What lines in the records below include the word "null"? Return each one.

→ **Data to use**:
==========

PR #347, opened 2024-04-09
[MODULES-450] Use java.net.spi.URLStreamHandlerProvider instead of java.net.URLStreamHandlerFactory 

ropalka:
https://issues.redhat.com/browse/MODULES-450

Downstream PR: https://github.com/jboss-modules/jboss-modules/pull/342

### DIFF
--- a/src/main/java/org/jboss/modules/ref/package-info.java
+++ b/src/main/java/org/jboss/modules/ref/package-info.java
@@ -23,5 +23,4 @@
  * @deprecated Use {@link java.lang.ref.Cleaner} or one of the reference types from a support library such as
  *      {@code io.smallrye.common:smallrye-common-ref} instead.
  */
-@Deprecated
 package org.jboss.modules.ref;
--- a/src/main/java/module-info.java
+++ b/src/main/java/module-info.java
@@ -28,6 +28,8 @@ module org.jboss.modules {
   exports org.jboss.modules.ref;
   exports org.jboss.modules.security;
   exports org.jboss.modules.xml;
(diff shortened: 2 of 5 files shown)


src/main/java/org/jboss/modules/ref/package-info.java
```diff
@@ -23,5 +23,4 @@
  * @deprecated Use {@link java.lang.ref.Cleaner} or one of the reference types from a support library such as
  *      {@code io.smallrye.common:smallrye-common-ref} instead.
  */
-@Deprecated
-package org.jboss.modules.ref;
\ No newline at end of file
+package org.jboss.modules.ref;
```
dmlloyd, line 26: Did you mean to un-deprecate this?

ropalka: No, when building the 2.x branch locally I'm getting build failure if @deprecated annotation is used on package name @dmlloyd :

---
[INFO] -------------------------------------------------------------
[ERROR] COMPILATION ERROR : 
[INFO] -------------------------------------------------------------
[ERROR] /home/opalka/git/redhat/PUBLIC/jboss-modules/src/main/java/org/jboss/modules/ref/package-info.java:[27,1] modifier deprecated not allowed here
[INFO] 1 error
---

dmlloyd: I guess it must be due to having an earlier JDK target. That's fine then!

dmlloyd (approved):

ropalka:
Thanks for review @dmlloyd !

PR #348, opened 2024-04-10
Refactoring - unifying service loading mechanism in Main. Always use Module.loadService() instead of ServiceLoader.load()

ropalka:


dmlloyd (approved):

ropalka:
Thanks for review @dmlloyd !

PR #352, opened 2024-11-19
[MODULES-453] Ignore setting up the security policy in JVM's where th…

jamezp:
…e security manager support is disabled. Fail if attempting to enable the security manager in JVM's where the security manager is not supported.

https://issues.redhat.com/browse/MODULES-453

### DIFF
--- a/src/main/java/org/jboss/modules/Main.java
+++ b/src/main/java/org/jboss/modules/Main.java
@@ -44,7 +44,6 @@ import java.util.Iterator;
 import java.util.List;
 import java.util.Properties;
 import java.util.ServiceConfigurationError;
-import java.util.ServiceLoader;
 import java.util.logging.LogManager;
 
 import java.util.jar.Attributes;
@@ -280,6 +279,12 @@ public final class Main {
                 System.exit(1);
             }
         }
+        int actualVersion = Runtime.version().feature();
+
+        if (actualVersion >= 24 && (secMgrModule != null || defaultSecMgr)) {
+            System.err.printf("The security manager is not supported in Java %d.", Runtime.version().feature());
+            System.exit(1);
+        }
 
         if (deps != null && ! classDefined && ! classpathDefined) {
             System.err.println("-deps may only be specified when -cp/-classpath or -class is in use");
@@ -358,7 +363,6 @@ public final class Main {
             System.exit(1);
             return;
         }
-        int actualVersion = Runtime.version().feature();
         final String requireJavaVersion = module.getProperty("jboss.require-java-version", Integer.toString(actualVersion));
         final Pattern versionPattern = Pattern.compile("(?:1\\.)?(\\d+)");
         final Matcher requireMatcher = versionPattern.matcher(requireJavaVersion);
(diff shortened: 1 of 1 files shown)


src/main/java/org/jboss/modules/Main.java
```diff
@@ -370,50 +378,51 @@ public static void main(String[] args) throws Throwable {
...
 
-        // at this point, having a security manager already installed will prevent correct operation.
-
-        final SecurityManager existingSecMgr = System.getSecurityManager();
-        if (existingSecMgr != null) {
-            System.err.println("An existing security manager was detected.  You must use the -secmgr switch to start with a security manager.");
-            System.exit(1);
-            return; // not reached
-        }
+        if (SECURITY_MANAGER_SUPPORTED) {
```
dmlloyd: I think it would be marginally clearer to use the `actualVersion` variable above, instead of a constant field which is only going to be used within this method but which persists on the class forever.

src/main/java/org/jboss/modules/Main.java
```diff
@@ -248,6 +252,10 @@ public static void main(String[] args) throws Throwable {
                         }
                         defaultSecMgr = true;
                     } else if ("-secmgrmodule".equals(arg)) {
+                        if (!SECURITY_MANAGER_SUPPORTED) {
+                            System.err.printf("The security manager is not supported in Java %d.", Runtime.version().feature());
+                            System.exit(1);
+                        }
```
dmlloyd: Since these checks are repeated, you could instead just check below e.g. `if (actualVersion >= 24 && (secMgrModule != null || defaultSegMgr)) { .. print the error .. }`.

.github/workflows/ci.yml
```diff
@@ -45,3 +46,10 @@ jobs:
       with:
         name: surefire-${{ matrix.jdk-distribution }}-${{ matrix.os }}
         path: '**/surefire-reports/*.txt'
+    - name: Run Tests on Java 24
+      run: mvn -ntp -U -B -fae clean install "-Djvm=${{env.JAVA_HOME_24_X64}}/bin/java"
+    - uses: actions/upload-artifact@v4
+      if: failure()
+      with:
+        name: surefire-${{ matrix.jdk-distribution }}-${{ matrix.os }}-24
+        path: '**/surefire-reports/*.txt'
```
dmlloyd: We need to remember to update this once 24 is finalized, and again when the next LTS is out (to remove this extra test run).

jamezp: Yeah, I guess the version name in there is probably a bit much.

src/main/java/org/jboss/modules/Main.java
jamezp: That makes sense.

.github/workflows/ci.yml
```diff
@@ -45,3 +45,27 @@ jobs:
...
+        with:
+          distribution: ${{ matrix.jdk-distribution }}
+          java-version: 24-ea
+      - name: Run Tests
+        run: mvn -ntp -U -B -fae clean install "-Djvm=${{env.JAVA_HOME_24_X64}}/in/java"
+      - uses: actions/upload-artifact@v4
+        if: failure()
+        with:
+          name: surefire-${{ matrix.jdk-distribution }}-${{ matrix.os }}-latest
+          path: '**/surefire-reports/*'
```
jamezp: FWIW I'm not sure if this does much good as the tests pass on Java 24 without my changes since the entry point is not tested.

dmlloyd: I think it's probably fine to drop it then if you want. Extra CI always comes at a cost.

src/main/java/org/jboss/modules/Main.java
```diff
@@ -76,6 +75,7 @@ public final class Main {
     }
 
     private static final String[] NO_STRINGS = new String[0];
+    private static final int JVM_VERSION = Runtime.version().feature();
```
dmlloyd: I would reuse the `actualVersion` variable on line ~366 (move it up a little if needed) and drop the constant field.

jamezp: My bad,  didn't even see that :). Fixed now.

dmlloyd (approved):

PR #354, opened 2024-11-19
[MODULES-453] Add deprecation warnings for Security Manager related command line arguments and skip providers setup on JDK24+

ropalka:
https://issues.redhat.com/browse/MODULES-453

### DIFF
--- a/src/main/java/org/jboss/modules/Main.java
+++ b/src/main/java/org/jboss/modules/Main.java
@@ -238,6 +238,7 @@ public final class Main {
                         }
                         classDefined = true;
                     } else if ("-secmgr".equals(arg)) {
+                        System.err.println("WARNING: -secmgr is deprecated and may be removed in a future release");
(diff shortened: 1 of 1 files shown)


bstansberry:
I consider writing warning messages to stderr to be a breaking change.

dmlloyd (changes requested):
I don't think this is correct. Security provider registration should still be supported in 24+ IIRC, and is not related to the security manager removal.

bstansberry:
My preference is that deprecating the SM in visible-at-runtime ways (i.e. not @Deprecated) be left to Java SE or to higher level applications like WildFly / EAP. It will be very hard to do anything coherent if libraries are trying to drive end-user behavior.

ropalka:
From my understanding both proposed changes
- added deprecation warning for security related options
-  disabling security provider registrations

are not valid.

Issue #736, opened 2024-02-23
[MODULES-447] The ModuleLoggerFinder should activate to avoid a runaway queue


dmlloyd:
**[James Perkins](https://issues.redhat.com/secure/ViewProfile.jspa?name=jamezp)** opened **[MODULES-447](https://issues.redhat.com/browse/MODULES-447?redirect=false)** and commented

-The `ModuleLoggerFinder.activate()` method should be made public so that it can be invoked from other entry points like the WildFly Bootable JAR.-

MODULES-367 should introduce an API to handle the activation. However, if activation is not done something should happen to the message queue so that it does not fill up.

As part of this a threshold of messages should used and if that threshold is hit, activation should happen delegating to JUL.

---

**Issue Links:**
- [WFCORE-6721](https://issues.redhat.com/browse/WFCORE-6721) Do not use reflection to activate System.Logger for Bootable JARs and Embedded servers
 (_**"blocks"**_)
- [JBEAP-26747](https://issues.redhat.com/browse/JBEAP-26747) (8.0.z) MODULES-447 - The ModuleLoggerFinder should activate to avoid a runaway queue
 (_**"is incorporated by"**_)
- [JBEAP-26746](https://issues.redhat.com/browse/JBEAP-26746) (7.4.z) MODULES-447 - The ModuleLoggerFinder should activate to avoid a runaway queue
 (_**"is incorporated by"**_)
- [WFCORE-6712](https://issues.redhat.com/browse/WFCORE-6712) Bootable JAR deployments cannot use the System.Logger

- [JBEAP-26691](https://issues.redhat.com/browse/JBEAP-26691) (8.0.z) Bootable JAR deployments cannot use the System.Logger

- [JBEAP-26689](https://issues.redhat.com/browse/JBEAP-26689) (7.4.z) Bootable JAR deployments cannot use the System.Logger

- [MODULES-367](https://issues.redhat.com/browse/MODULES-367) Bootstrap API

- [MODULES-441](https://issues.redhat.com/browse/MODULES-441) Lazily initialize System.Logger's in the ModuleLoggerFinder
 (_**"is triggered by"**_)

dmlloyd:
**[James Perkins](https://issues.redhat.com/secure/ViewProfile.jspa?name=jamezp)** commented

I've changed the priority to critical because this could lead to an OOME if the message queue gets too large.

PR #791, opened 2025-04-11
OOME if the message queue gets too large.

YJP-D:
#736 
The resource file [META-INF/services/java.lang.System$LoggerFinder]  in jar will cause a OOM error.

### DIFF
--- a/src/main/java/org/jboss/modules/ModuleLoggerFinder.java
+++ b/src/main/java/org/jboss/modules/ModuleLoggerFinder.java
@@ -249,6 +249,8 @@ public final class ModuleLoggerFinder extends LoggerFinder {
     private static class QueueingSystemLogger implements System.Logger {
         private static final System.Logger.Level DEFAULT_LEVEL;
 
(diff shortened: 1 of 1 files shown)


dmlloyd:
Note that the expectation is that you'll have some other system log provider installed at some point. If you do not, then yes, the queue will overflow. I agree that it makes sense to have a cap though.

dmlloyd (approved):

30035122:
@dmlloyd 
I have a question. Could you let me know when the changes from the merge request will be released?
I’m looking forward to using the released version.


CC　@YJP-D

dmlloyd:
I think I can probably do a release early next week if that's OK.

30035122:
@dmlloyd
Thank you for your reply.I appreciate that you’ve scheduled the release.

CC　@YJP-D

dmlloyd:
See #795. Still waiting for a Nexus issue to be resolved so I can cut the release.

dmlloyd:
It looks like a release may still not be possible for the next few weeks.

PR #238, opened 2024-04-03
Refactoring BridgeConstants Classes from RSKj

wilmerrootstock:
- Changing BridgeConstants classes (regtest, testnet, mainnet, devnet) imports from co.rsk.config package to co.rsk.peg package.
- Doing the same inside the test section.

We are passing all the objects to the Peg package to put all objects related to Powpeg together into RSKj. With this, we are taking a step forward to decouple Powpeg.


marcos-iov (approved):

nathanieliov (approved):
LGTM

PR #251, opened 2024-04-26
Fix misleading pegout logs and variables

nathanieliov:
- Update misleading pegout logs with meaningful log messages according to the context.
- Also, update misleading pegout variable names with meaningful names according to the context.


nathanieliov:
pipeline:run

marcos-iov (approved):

==========

→ **Solution to this task**:
+        if (actualVersion >= 24 && (secMgrModule != null || defaultSecMgr)) {
         if (deps != null && ! classDefined && ! classpathDefined) {
-        if (existingSecMgr != null) {
dmlloyd: Since these checks are repeated, you could instead just check below e.g. `if (actualVersion >= 24 && (secMgrModule != null || defaultSegMgr)) { .. print the error .. }`.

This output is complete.